# Yep, Soaped to long when...



## cmzaha (Jan 31, 2017)

You are waiting for your Sweet Hot Mustard to come to a thick trace.


----------



## snappyllama (Jan 31, 2017)

Hehe, that's too funny!


----------



## Kamahido (Jan 31, 2017)

...when you see someone at the store buying soap and a large bottle of lotion, and can't help but roll your eyes. Save​


----------



## toxikon (Jan 31, 2017)

When you're agonizing over which soap to bring along with you on vacation... 

(I'm going to Hawaii on Sunday woooo!!!)


----------



## artemis (Jan 31, 2017)

toxikon said:


> When you're agonizing over which soap to bring along with you on vacation...
> 
> (I'm going to Hawaii on Sunday woooo!!!)

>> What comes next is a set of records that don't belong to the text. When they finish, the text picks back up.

PR #590, opened 2021-11-26
LI-16: Renable the old IDV views

MoisesGSalas:
## Description
Use the Django views for the Identity Verification Service instead of relying on the account MFE.

This is essentially a revert of: 
- 00ad36839d73e47a8f82dc5272222c150bda5e4e 
- 4d19d9687cd4366735967bd072fe077f2dc20969
- 2a4c26c3675076657806e5f228669bc5522f78cd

Oh... I did that. The soap part,  not the Hawaii part. I needed two for the shower,  one for the bathroom  sink, one by the kitchen sink, one to give the mother-in-law...


----------



## toxikon (Feb 1, 2017)

artemis said:


> Oh... I did that. The soap part,  not the Hawaii part. I needed two for the shower,  one for the bathroom  sink, one by the kitchen sink, one to give the mother-in-law...



I'm trying to pack super light, so I think I may just bring a basic plain jane with me. I'm really liking my salt bars, but I figure that I'll already be in a salty ocean every day so maybe that's overkill!


----------



## Marshall (Feb 1, 2017)

cmzaha said:


> You are waiting for your Sweet Hot Mustard to come to a thick trace.

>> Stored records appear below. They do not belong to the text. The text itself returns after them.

PR #591, opened 2021-11-27
feat: Add token which disables different origin subframe

MaferMazu:
## Description

This PR is part of the changes that were made after the migration cut, but it is necessary for bragi to work in limonero.

- [Cherry-pick](https://github.com/eduNEXT/edx-platform/commit/d6077850a88eb3d823b0f628146c4e7ca0a6a246)

Issues that need this change to work in limonero:

- [JU-11 Bragi](https://edunext.atlassian.net/browse/PS2021-1266?atlOrigin=eyJpIjoiYTRlMThiMjJmYTMxNGI3OGI1YjI0Nzc5ZTVlYTg1MWYiLCJwIjoiaiJ9)
- [Bragi](https://edunext.atlassian.net/browse/PS2021-1264?atlOrigin=eyJpIjoiYmYzMWY1ZWUzY2U1NGFmNWI2MDY4YWVjMjRhOWQ2ZTgiLCJwIjoiaiJ9)

Without this change the bragi `main.html` causes this error to appear:
Screenshot from 2021-11-26 16-33-39

### DIFF
--- a/lms/envs/common.py
+++ b/lms/envs/common.py
@@ -4671,3 +4671,7 @@ LOGO_URL_PNG = None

Can't tell you how many times over the last year I have made gravy and thought.. now that is a nice med trace.. :razz:


----------



## shunt2011 (Feb 2, 2017)

I too have done that many times.  Making cheese sauce, cranberry sauce, gravy, soups.   I just snicker at myself for my craziness.


----------



## Susie (Feb 2, 2017)

toxikon said:


> When you're agonizing over which soap to bring along with you on vacation...
> 
> (I'm going to Hawaii on Sunday woooo!!!)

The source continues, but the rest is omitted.